*** DATASET EXTRACT Section Begins ***
PR #829, opened 2019-12-10
refactor: replace upload with import terminology

### LINKED ISSUE #817: Language: replace "upload" with "import"
## Current state

References to "upload" are everywhere

## Proposed change 

Rename labels and variable names from "upload" to "import" 
  (eg. "import to IPFS", `/ipfs-companion-imports/` directory on MFS, etc).

## Motivation

"upload to IPFS" brings some confustion, users reuse mental model of the old web suggesting that data is pushed to a third party server, while in truth data is just _imported_ to local node and _optionally preloaded_ to external one.

"import" is a safe alternative: Filecoin uses `import` term for similar purpose, and `ipfs add` may be renamed to `ipfs import` in the future (see https://github.com/ipfs/interface-js-ipfs-core/pull/552).

colinfruit:
Following up on the changes made in #810. This simple change replaces references to `upload` with `import`. 

closes #817


docs/privacy-policy.md
```diff
@@ -29,7 +29,7 @@ None. We don’t collect your Personal Data, period.
 We do not collect, rent, store or sell your Personal Data to anyone. However
 because IPFS Companion is a web extension that provides access to the real-time,
 peer-to-peer IPFS Network (which is a public platform for which anyone may join
-and participate) the data that you add or upload to the IPFS Network using IPFS
```
colinfruit: Wanted to call this out because `upload` in the context of the privacy policy may have implications I don't know about, and didn't want it to be merged silently.

lidel: I really appreciate this, thank you!

Two asks:
- In this case it makes more sense to remove `add` and just keep `import` (it covers more ground)
- Also, there is a date labeled `Last Update` at the top of the file, please bump it to current date (helps when we copy & paste it to addon stores)

lidel:
Thanks!

PR #847, opened 2020-02-14
fix: default to https when recovering .eth 

### LINKED ISSUE #841: Redirecting .ETH/ -> .ETH.LINK should use HTTPS instead of HTTP
**Platform:**
Windows
Microsoft Edge / Chrome,

**Issue**
Navigating to `almonit.eth/` redirects to `http://almonit.eth.link/`

**Expected result**
It should redirect to `https://almonit.eth.link/`

Defaulting to HTTPS makes sense, as .eth.link supports HTPS, and Edge/chrome will start warning that `http` sites are unsafe.

lidel:
> Closes #841 – please see it for full context

This PR ensures that navigating to `almonit.eth/` or `http://almonit.eth/`  uses HTTPS URL `https://almonit.eth.link/`


lidel:
Note to self:  we will be able to recover to `http://almonit.eth.ipns.localhost:8080` after #853 lands.

nachomazzara:
I'm interested in this too. Any update? 

Will work for any https://**.eth.link site?

lidel:
@nachomazzara this will work for all sites, however subdomains will cause HTTPS certificate error, as noted in https://github.com/ipfs-shipyard/ipfs-companion/issues/841#issuecomment-586487470

nachomazzara:
> @nachomazzara this will work for all sites, however subdomains will cause HTTPS certificate error, as noted in [#841 (comment)](https://github.com/ipfs-shipyard/ipfs-companion/issues/841#issuecomment-586487470)

Where the fix should come from?

lidel:
- short answer: it is up to the operator of HTTP gateway such as https://eth.link to set up a proper certificate for each subdomain.
  - longer answer: only a single level of wildcards is supported in PKI, so additional orchestration is needed to request wildcard certificates for subdomains while they are requested for the first time. gateway operator needs to taken care of this + negotiate with a Certificate Authority if this behavior is allowed (some CA explicitly forbid "mining certificates on the fly" in their ToS).

PR #848, opened 2020-02-14
docs(README): user counts and latest browser logos

lidel:
@autonome @momack2 fyi I've found a way to display user counts in realtime, right in the README:

> 

I feel it is ok to do it, but want to double check with you.


momack2:
This is awesome!! Great work! Would *love* to have this for IPFS Desktop as well (but that's probably less doable)

Issue #667, opened 2019-01-23
Redirect of CID-in-subdomain and DNSLink websites


lidel:
> _Parent issues: https://github.com/ipfs/ipfs/issues/337, https://github.com/ipfs/in-web-browsers/issues/89, https://github.com/ipfs-shipyard/ipfs-companion/issues/527_

## Problem

There is an open problem of handling CID in Subdomain. CID-in-subdomain gives a website Origin-based isolation if loaded from public gateway, but we continue to have a single Origin for all websites if it is redirected and  loaded from local gateway (`/ipfs/<cid>`).

Current status:

- IPFS Companion extension DOES NOT redirect from `cidv1b32.ipfs.foo.tld`  to `http://127.0.0.1:8080/ipfs/cidv1b32` because that would decrease security guarantees ([example](http://bafybeifksbbtpipf2vwbyhxybkvvpnuus7efpz7nlr2s7pw2u3vwifax74.ipfs.dweb.link/en/))

- However, we DO redirect DNSLinked websites eg. https://docs.ipfs.io to http://127.0.0.1:8080/ipns/docs.ipfs.io/ because at the time nobody relied on Origin-based guarantees on IPFS websites.

I feel we should come up with a solution that is addressing both use cases, as having different behavior is confusing.

## Short Term Fix

In the short term we have two options: either redirect or not.

**( A ) :anger:  Redirect** to `http://127.0.0.1:8080/ip(f|n)s/..` even IF it would decrease Origin-based guarantees
  - This assumes that website owner set it up knowing about the lack of Origin-based isolation at the local gateway (detecting Origin change and disabling sensitive features). I am not convinced this is a realistic assumption, and would like to go away from it for DNSLink websites.
  - Potential mitigation would be to add redirect opt-out via additional DNS TXT record, but it overcomplicates DNSLink even further
 
**( B )** :angel:    (@lidel's plan)  **DO NOT redirect** to `http://127.0.0.1:8080/ip(f|n)s/..` by default, but give opt-in option to open at local gateway
  - [display IPFS page actions](https://user-images.githubusercontent.com/157609/51607505-1ba3ba80-1f15-11e9-92df-ddf642723267.png) and add an entry there to either:
[...]

PR #853, opened 2020-03-22
feat: *.localhost subdomain gateway support with http proxy

### LINKED ISSUE #328: Mixed Content Warning when using `localhost` Gateway

### LINKED ISSUE #736: Use Web UI version from IPFS Node

lidel:
This PR adds support for subdomain gateways introduced in go-ipfs v0.5.0-dev (https://github.com/ipfs/go-ipfs/pull/6096), specifically, one running at `*.localhost` subdomains.

### Um.. what? 

**TL;DR** we will change the URL present in the address bar when user loads content from the local node (ipfs-desktop or standalone go-ipfs):

```
http://127.0.0.1:8080/ipns/en.wikipedia-on-ipfs.org/wiki/
```

to:

```
http://en.wikipedia-on-ipfs.org.ipns.localhost:8080/ipns/wiki/
```

#### Why?

- **localhost subdomain gateway provides unique Origin per content root**
  - this is extremely important, see
    - historical discussion about URI and Origin
      -  https://github.com/ipfs/in-web-browsers/issues/6
      - https://github.com/ipfs/in-web-browsers/issues?q=label%3AOrigin
    - in-depth analysis of how to unify the way we do redirects without compromising website isolation  https://github.com/ipfs-shipyard/ipfs-companion/issues/667
- better UX on DNSLink websites
- DNSLink websites get proper Origin isolation per content root (https://github.com/ipfs-shipyard/ipfs-companion/issues/667)
- we can enable redirect of subdomain gateways  (https://github.com/ipfs/in-web-browsers/issues/89, https://github.com/ipfs-shipyard/ipfs-companion/issues/667)

### How?

> Disclaimer: below is a draft of what may end up a blogpost after go-ipfs 0.5 ships. WIP. 

They key challenge was to ensure *.localhost DNS names resolve to 127.0.0.1 on all platforms, specifically Linux distribution which ship with very basic DNS resolver that returns "not found" when trying to resolve localhost subdomains. 

Browsers are moving in the direction of hardcoding `localhost` names to loopback interface, but we are not there yet. We need to solve this problem with tools at hand.

We do that by setting up HTTP Gateway port of local go-ipfs to act as HTTP Proxy. This removes DNS lookup step from the browser, and go-ipfs ships with implicit support for subdomain gateway when request comes with "Host: <cid>.ipfs.localhost:8080" or
similar. 

We register HTTP proxy using Firefox and Chromium-specific APIs, but the  end result is the same. When enables, default gateway uses 'localhost'  hostname (subdomain gateway) instead of '127.0.0.1' (path gateway)  and every path-pased request gets redirected to subdomain by go-ipfs itself, which decreases complexity on browser extension side.

#### TODO

This is work in progress:

- [x] support enabling/disabling HTTP proxy
  - [x] Firefox
  - [x] Chromium
- [x] make `localhost` the default
- [x] update old configs from `127.0.0.1` to `localhost`
- [x] fix context actions on *.localhost
  - [x] release `is-ipfs` with  `isIPFS.dnslinkSubdomain(url)`: https://github.com/ipfs/is-ipfs/pull/32
- [x] redirect from `127.0.0.1` to `localhost`  when proxy is enabled (unify user experience)
- [x] enable redirect of subdomain gateways (like`*.dweb.link`) to `*.locahost`
- [x] fix toggle per site on `<fqdn>.ipns.localhost`
- [x] fix _Copy Public Gateway URL_ on `<fqdn>.ipns.localhost`
- [x] ship a beta (before merging this PR)
- [x] confirm default settings work fine with go-ipfs 0.4.23
- [x] confirm default settings work fine with go-ipfs 0.5.0-dev
- [x] confirm default settings work fine in Brave
- [x] fix / add tests
  - [x] https://ipfs.io/ipfs/QmbcBPAwCDxRMB1Qe7CRQmxdrTSkxKwM9y6rZw2FjGtbsb/%3Ffilename=test.jpg can be opened from local gw
  - [x] do not redirect non-main-frame requests to local subdomain, so embedding images works in firefox
  - [x] do not proxy all `localhost`  ports, only the one of current gateway
  - [x] state.enabled = false should disable proxy

### caveats 

- [match pattern](https://developer.mozilla.org/en-US/docs/Mozilla/Add-ons/WebExtensions/Match_patterns) used for registering proxy handler in Firefox uses `localhost` name without port. This is by design, match patterns do not seem to support ports and are executed on all of them. We need to check port inside of handler, and return `direct` proxy route if it does not match
- proxy situation is temporary and will change over time
  - Chromium does not need proxy, they hardcode `localhost` and `*.localhost` to loopback IPs
  - Firefox needs proxy until https://bugzilla.mozilla.org/show_bug.cgi?id=1220810 lands

### Related

- Migration to CIDv1 (default base32) https://github.com/ipfs/ipfs/issues/337
- CID as a subdomain https://github.com/ipfs/in-web-browsers/issues/89
- Redirect of CID-in-subdomain and DNSLink websites: https://github.com/ipfs-shipyard/ipfs-companion/issues/667
- Subdomain Gateway https://github.com/ipfs/go-ipfs/issues/6498
  - Act as HTTP PROXY for `http://<cidv1b32>.ipfs.localhost`: https://github.com/ipfs/go-ipfs/issues/5982
  - PR: subdomain gateway via http proxy in go-ipfs: https://github.com/ipfs/go-ipfs/pull/6096
- Closes #328
- Closes #736


lidel:
Surfacing some notes on additional fixes that had to be applies to keep subresource redirects working on HTTPS websites:

> Firefox 74 does not mark 	`*.localhost subdomains`	 as Secure Context yet
> (https://bugzilla.mozilla.org/show_bug.cgi?id=1220810#c23) so we can't redirect
> there when we have IPFS resource embedded on HTTPS page (eg.  image loaded from
> a public gateway) because that would cause mixed-content warning and
> subresource would fail to load.  Given the fact that `localhost/ipfs/*` provided
> by go-ipfs 0.5+ returns a redirect to `*.ipfs.localhost` subdomain we need to
> check requests for subresources, and manually replace `localhost` hostname with
> `127.0.0.1` (IP is hardcoded as Secure Context in Firefox). The need for this
> workaround can be revisited when Firefox closes mentioned bug.
> 
> Chromium 80 seems to force HTTPS in the final URL (after all redirects) so
> `https://*.localhost` fails. This needs additional research (could be a bug in
> Chromium). For now we reuse the same workaround as Firefox.
> 
> To unify use of `127.0.0.1` and `localhost` in address bar (eg. when user opens an
> image in a new tab etc) when Subdomain Proxy is enabled we normalize address
> bar requests made to the local gateway and replace raw IP with 'localhost'
> hostname to take advantage of subdomain redirect provided by go-ipfs >= 0.5

----

In other news:

- Added a bunch of tests, all green now. 
- In the meantime I noticed Chrome does not require proxy mode because they already hardcode `localhost` to raw IP. I am considering removing `proxy` permission from Chromium package as it may trigger yet another manual review at Chrome Web Store. 
  - Will keep the code commented out in case we need to enable it in the future for some reason.

add-on/_locales/en/messages.json
```diff
@@ -279,6 +279,14 @@
...
     "description": "An option description on the Preferences screen (option_useCustomGateway_description)"
   },
+  "option_useSubdomains_title": {
+    "message": "Use Subdomains",
+    "description": "An option title on the Preferences screen (option_useSubdomains_title)"
+  },
+  "option_useSubdomains_description": {
+    "message": "Isolate content roots from each other by loading them from subdomains at *.localhost and creating a unique Origin for each CID, IPNS or DNSLink record. Requires a local go-ipfs 0.5.0 or later.",
+    "description": "An option description on the Preferences screen (option_useSubdomains_description)"
+  },
```
lidel, line 289: On _Preferences_ screen the above labels look like this:



@jessicaschilling @autonome I suspect this could be phrased in a more human way, but this is the best I could do for next Beta release.  Suggestions welcome before we ship to Stable.

This is a description of a toggle that lets people to switch to old path-based gateway on `127.0.0.1` if they choose to do so for some reason. (disabling it stops HTTP proxy and swaps Custom Gateway URL to use raw IP)

lidel:
Shipped this in a new Beta: [v2.10.0.902](https://github.com/ipfs-shipyard/ipfs-companion/releases/tag/v2.10.0.902).  Will play with it during the weekend.

I do not expect big changes apart from tweaking labels mentioned in previous comment.

test/functional/lib/ipfs-request-workarounds.test.js
```diff
@@ -146,65 +148,23 @@ describe('modifyRequest processing', function () {
...
-      const response = Object.assign({}, request)
-      delete response.requestHeaders
-      response.responseHeaders = []
-      const responseHeaders = modifyRequest.onHeadersReceived(response).responseHeaders
-      const corsHeader = { name: 'Access-Control-Allow-Origin', value: state.gwURL.origin }
-      const acahHeader = { name: 'Access-Control-Allow-Headers', value: acrhHeader.value } // expect value restored from preflight
-      expect(responseHeaders).to.deep.include(corsHeader)
-      expect(responseHeaders).to.deep.include(acahHeader)
-
+      expect(modifyRequest.onBeforeSendHeaders(request).requestHeaders).to.include(nullOriginHeader)
```
lidel, line 167: I've added test to ensure Companion does not remove `Origin: null`

test/functional/lib/ipfs-request-workarounds.test.js
```diff
@@ -146,65 +148,23 @@ describe('modifyRequest processing', function () {
   })
 
   describe('a request to <apiURL>/api/v0/ with Origin=null', function () {
-    it('should remove Origin header ', async function () {
-      // set vendor-specific Origin for WebExtension context
+    it('should keep the "Origin: null" header ', async function () {
+      // Presence of Origin header is important as it protects API from XSS via sandboxed iframe
+      // NOTE: Chromium <72 was setting this header in requests sent by browser extension,
+      // but they fixed it since then.
```
lidel, line 154: Removed unused code related to loading webui from gateway port without setting CORS and added test to ensure Companion does not remove `Origin: null` 

cc https://github.com/ipfs/go-ipfs-cmds/pull/190

lidel:
After feedback from two beta releases I feel this is stable enough to merge to master and ship beta+stable. 

We need this not only for subdomains, but  also to ensure POST-only API (https://github.com/ipfs/go-ipfs/pull/7097) scheduled for go-ipfs 0.5 does break DNSLink lookup and ipfs-webui.

lidel:
Released in Beta: https://github.com/ipfs-shipyard/ipfs-companion/releases/tag/v2.11.0.904
Scheduled to ship to stable as v2.11.0

PR #858, opened 2020-04-02
docs: update SECURITY.md

lidel:
`SECURITY.md` was ancient:

- updated it to make more sense in Firefox+Chromium context
- added `Reporting security issues` section
  - <del>for now I've put my email there, but perhaps we should</del> 
    used sec process from https://github.com/ipfs/ipfs#a-word-on-security 

cc @autonome @jessicaschilling

### DIFF
--- a/SECURITY.md
+++ b/SECURITY.md
@@ -1,19 +1,23 @@
-# Security Considerations
+# Security notes
 
-The Firefox platform has no mechanisms to restrict the privileges of add-ons
-and add-on code is fully trusted by Firefox.
+## Reporting security issues
 
-Security-conscious users should confirm that downloaded XPI package does match source code BEFORE installation.
+If you found a security issue, please email `lidel [-at-] protocol.ai` ([gpg](https://keybase.io/lidel))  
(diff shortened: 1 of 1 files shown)


SECURITY.md
```diff
@@ -1,19 +1,23 @@
...
+
+## Local build and source verification
+
+Security-conscious users can confirm that downloaded package does match source code.
 
 Required steps:
 
-1. Download XPI package in version that is to be verified
+1. Download package version that is to be verified
 2. Checkout sources of the [same tag](https://github.com/ipfs/ipfs-companion/tags)
```
jessicaschilling, line 15:
```suggestion
2. Check out sources of the [same tag](https://github.com/ipfs/ipfs-companion/tags)
```

lidel:
Thanks! I am ok with being the entry point, but that comes with risky bus factor, so agree we should avoid it.

I replaced my email with the one from
https://github.com/ipfs/ipfs/blob/master/README.md#a-word-on-security

I'll make a smoke-test of `security@ipfs.io` just to confirm process is working before merging this PR.

PR #862, opened 2020-04-05
style: rename menu items for copying and sharing

### LINKED ISSUE #857: Rename "Copy Public Gateway URL"
### TL;DR

When user wants to share link, they usually copy URL from address bar.
This brings UX issue when resource was loaded from local IPFS node running on user's machine.

### Problem

Sharing `http://` link to the canonical gateway and then upgrading it to IPFS if User Agent supports it would be ideal, but we don't have API for manipulating the URL copied from address bar and probably won't see one due to the potential abuse such API could bring.

### Existing solution 

The best we can do right now is to provide menu item for copying a shareable link to the IPFS resource at a public gateway.

The goal is to make it easier to share links to IPFS resources, however I don't believe the currently used label is descriptive enough:
https://github.com/ipfs-shipyard/ipfs-companion/blob/7575d09ee68d0d22f5da70711a267e8f8281fca5/add-on/_locales/en/messages.json#L91

>  
>
>  

### How to improve it?

Multiple folks seemed to be surprised this exists.  We will redesign Companions UI in the future, but perhaps we could make a small  change  sooner?

I imagine changing label + adding some icon could help in discovery.

Would something like `Copy link for sharing` be better?

Other suggestions are welcome. Please comment below.

lidel:
Closes #857

- `Copy Public Gateway URL` → `Copy shareable link`
- `Copy IPFS Path` → `Copy IPFS content path`

>

### DIFF
--- a/add-on/_locales/en/messages.json
+++ b/add-on/_locales/en/messages.json
@@ -72,7 +72,7 @@
     "description": "A menu item tooltip in Browser Action pop-up (panel_activeTabSiteIntegrationsToggleTooltip)"
   },
   "panel_pinCurrentIpfsAddress": {
-    "message": "Pin IPFS Resource",
+    "message": "Pin IPFS resource",
     "description": "A menu item in Browser Action pop-up (panel_pinCurrentIpfsAddress)"
   },
   "panel_pinCurrentIpfsAddressTooltip": {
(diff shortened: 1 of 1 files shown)


jessicaschilling:
Would “Copy IPFS content path” be more explicit? There’s room for it.

lidel:
@jessicaschilling updated: 

>

jessicaschilling:
Nice! Oh: “Resource” in the pinning menu item should be lowercase for consistency. Otherwise LGTM 😊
*** DATASET EXTRACT Section Ends ***
YOUR ASSIGNMENT —
Only a number is needed here: the count of lines above that hold the string "solution".

RESPONSE FOR THIS EXERCISE —
2